Norway, which has suspended the use of AstraZeneca's Covid vaccine until further notice, will send 216,000 doses to Sweden and Iceland at their request, the Norwegian health ministry said Thursday.

Norway to send 200,000 AstraZeneca doses to Sweden and Iceland
Empty vials of the AstraZeneca vaccine. (Photo by GABRIEL BOUYS / AFP)

“I’m happy that the vaccines we have in stock can be put to use even if the AstraZeneca vaccine has been paused in Norway,” Health Minister Bent Høie said in a statement.

The 216,000 doses, which are currently stored in Norwegian fridges, have to be used before their expiry dates in June and July.

Sweden will receive 200,000 shots and Iceland 16,000 under the expectation they will return the favour at some point. 

“If we do resume the use of the AstraZeneca vaccine, we will get the doses back as soon as we ask,” Høie said.

Like neighbouring Denmark, Norway suspended the use of the AstraZeneca jab on March 11 in order to examine rare but potentially severe side effects, including blood clots.

Among the 134,000 AstraZeneca shots administered in Norway before the suspension, five cases of severe thrombosis, including three fatal ones, had been registered among relatively young people in otherwise good health. One other person died of a brain haemorrhage.

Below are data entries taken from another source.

PR #8023, opened 2025-09-01
expat: fix cmake

choyy:


star-hengxing:
`lib/cmake/expat-2.7.1/expat.cmake`
```cmake
set_target_properties(expat::expat PROPERTIES
  INTERFACE_COMPILE_DEFINITIONS "XML_STATIC"
  INTERFACE_INCLUDE_DIRECTORIES "${_IMPORT_PREFIX}/include"
)
```
After my testing, only when using `find_package(XXX CONFIG REQUIRED)` and cmake read these macros, so we only need to patch find_package.

PR #8053, opened 2025-09-05
pocketpy: update to v2.1.1

Willaaaaaaa:


packages/p/pocketpy/xmake.lua
```diff
@@ -5,33 +5,84 @@ package("pocketpy")
...
+                    py_newint(py_list_getitem(r0, 1), 2);
+                    py_newint(py_list_getitem(r0, 2), 3);
+                    
+                    py_finalize();
+                    return;
+                
+                __ERROR:  
+                    py_printexc();
+                    py_finalize();
+                }
```
waruqi, line 57: please simplify test snippets, remove duplicate code

Willaaaaaaa:
And I'm wondering whether it is a good practice to use `add_resources` to get the c file. Since we can't auto-update this c file's hash.

PR #8072, opened 2025-09-07
cpp-httplib: Update to v0.26.0

Willaaaaaaa:
- add checks for winver, vs_ver
- ban cygwin according to readme
- fix the patch
- remove duplicate Android ndk check

TODO: cmake error

### DIFF
--- a/packages/c/cpp-httplib/patches/v0.26.0/fix-mingw.diff
+++ b/packages/c/cpp-httplib/patches/v0.26.0/fix-mingw.diff
@@ -1,20 +1,21 @@
 diff --git a/CMakeLists.txt b/CMakeLists.txt
-index d39958a..c14c624 100644
+index d39958a..ba21f3c 100644
 --- a/CMakeLists.txt
 +++ b/CMakeLists.txt
-@@ -117,8 +117,13 @@ if(BUILD_SHARED_LIBS AND WIN32 AND HTTPLIB_COMPILE)
+@@ -117,8 +117,14 @@ if(BUILD_SHARED_LIBS AND WIN32 AND HTTPLIB_COMPILE)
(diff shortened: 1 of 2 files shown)


Willaaaaaaa:
using:
```cmake
message(STATUS "CMAKE_SYSTEM_NAME = <${CMAKE_SYSTEM_NAME}>")
message(STATUS "CMAKE_SYSTEM_VERSION = <${CMAKE_SYSTEM_VERSION}>")

if(CMAKE_SYSTEM_NAME MATCHES "Windows")
	if(${CMAKE_SYSTEM_VERSION} VERSION_LESS "10.0.0")
		message(SEND_ERROR "Windows ${CMAKE_SYSTEM_VERSION} or lower is not supported. Please use Windows 10 or later.")
	endif()
endif()
```
get: https://github.com/xmake-io/xmake-repo/actions/runs/17525052896/job/49774329556?pr=8072#step:5:1224

---

When cross-compiling, `CMAKE_SYSTEM_VERSION` should be specified along with `CMAKE_SYSTEM_NAME`. Otherwise `CMAKE_SYSTEM_VERSION` will be empty (that is `if( VERSION_LESS "10.0.0")`), thus leading to errors.

ref: https://cmake.org/cmake/help/latest/variable/CMAKE_SYSTEM_VERSION.html#system-version-for-cross-compiling

Willaaaaaaa:
https://github.com/yhirose/cpp-httplib/blob/89c932f313c6437c38f2982869beacc89c2f2246/README.md?plain=1#L1274
Should we support mingw? Although it passed CI, it's not offically supported.

waruqi:
If it works fine, it would be better to support it.

PR #8092, opened 2025-09-11
openssh: add package.

Redbeanw44602:


packages/o/openssh/xmake.lua
```diff
@@ -0,0 +1,170 @@
...
+        if package:config("kerberos5") then
+            package:add("deps", "krb5")
+        end
+
+        if package:config("privsep_path") == nil then
+            package:config_set("privsep_path", package:installdir("var/empty"):gsub("\\", "/"))
+        end
+    end)
+
+    on_install("linux", "bsd", "macosx", "msys", "cygwin", function (package)
```
Redbeanw44602: Question: This seems to cause the `MingW (Msys2)` tests to not run, and my intention is only allow mingw on msys to build this package. Can anyone help? 🤔

waruqi: "mingw@msys"

luadebug: > MingW (Msys2) tests to not run

Are you sure that MSYS tests exists at this Github CI workflow, as I saw there is only MinGW Github CI workflow.

> "mingw@msys"

What is difference between `"mingw@msys"` and just `"msys"`? I think they are same, but `"cygwin"` is not `mingw on msys`.

Redbeanw44602: @luadebug 
> Are you sure that MSYS tests exists at this Github CI workflow?

(This workflow) uses mingw via msys2 on windows.
>  What is difference between "mingw@msys" and just "msys"? I think they are same.

I'm confused  about this as well, I thought they should be the same. 😕

---

@waruqi 

I actually tried this pattern but it results in another error:
```
note: the following packages are unsupported on msys/x86_64:
  -> openssh 10.0p2 [host, license:BSD-2-Clause]
```
Links: https://github.com/Redbeanw44602/xmake-repo-testing/pull/42/commits/78dfb4270269c2d6c74fefb0b8ebc14477fc3490 ([actions](https://github.com/Redbeanw44602/xmake-repo-testing/actions/runs/17641682884/job/50129986547))

waruqi: - mingw: mingw is only target platform. we can build mingw program on macOS/Linux or Msys2 or Windows cmd, powershell...
- mingw@msys: Build mingw program on msys2
- mingw@windows: Build mingw program on Windows cmd,powershell,.. (non-msys2 shell)
- mingw@macosx: Build mingw program on macOS
- msys: this is a target platform, we can use the default GNU GCC (not mingw/gcc) to build program on Msys2. it is equal to `msys@msys`
- cygwin: this is target platform. we can use the default GNU GCC to build program on Cygwin. it is equal to `cygwin@cygwin`
- mingw@cygwin: Build mingw program on Cygwin.

waruqi: "msys" uses GNU gcc to build programs by default, instead of mingw/gcc. GNU gcc does not use the Windows API directly, but uses the ported POSIX API. e.g. fork()/exec() instead of CreateProcess (mingw)

"mingw@msys" will switch to mingw platform and use mingw toolchain to build program on Msys2.

Redbeanw44602: Thanks for the clear explanation, I was confusing mingw-gcc with gnu-gcc. 😂

waruqi: > @luadebug
> 
> > Are you sure that MSYS tests exists at this Github CI workflow?
> 
> (This workflow) uses mingw via msys2 on windows.
> 
> > What is difference between "mingw@msys" and just "msys"? I think they are same.
> 
> I'm confused about this as well, I thought they should be the same. 😕
> 
> @waruqi
> 
> I actually tried this pattern but it results in another error:
> 
> ```
> note: the following packages are unsupported on msys/x86_64:
>   -> openssh 10.0p2 [host, license:BSD-2-Clause]
> ```
> 
> Links: [Redbeanw44602/xmake-repo-testing@78dfb42](https://github.com/Redbeanw44602/xmake-repo-testing/commit/78dfb4270269c2d6c74fefb0b8ebc14477fc3490) ([actions](https://github.com/Redbeanw44602/xmake-repo-testing/actions/runs/17641682884/job/50129986547))

because you configured `set_kind("binary")`, this package is a binary package.

it only can run on host machine instead of target platform.

so you should use `on_install("@linux", "@bsd", "@macosx", "@msys", "@cygwin")`

we can only use GNU/gcc to build the host program on msys2 now.

so you can remove msys support.

`on_install("@linux", "@bsd", "@macosx", "@cygwin")`

Redbeanw44602: I will comment out msys support for now🙂

Redbeanw44602:
> If you remove msys2 and kept just cygwin support, would your patches be really useful here at context of cygwin, as it looks like MSYS2 backport patches that does not look like respect cygwin ?

Hmm you are right, maybe I should avoid applying patches to mingw.

packages/o/openssh/xmake.lua
```diff
@@ -0,0 +1,172 @@
...
+    add_configs("ipaddr_display",          {description = "Use ip address instead of hostname in $DISPLAY.", type = "boolean", default = nil})
+    add_configs("default_path",            {description = "Specify default $PATH environment for server.", type = "string", default = nil})
+    add_configs("superuser_path",          {description = "Specify different path for super-user.", type = "string", default = nil})
+    add_configs("ip4in6",                  {description = "Check for and convert IPv4 in IPv6 mapped addresses.", type = "boolean", default = nil})
+    add_configs("bsd_auth",                {description = "Enable BSD auth support.", type = "boolean", default = nil})
+    add_configs("pid_dir",                 {description = "Specify location of sshd.pid file.", type = "string", default = nil})
+    add_configs("lastlog_dir",             {description = "Specify lastlog location common locations.", type = "string", default = nil})
+
+    -- patches from: https://github.com/msys2/MSYS2-packages/tree/master/openssh
+    if is_plat("msys") then
```
waruqi: description/is_plat is only for target platform. but it's binary package.

you should use `target:is_plat` and `target:add("deps")`, `target:add("patches")` in on_load.

waruqi: or you should use `if os.subhost() == "msys" then`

On April 15, Norway’s government ignored a recommendation from the Institute of Public Health to drop the AstraZeneca jab for good, saying it wanted more time to decide.

READ MORE: Norway delays final decision on withdrawal of AstraZeneca vaccine 

The government has therefore set up a committee of Norwegian and international experts tasked with studying all of the risks linked to the AstraZeneca and Johnson & Johnson vaccines, which is also suspected of causing blood clots.

Both are both based on adenovirus vector technology. Denmark is the only European country to have dropped the AstraZeneca
vaccine from its vaccination campaign, and said on Tuesday it would “lend” 55,000 doses to the neighbouring German state of Schleswig-Holstein.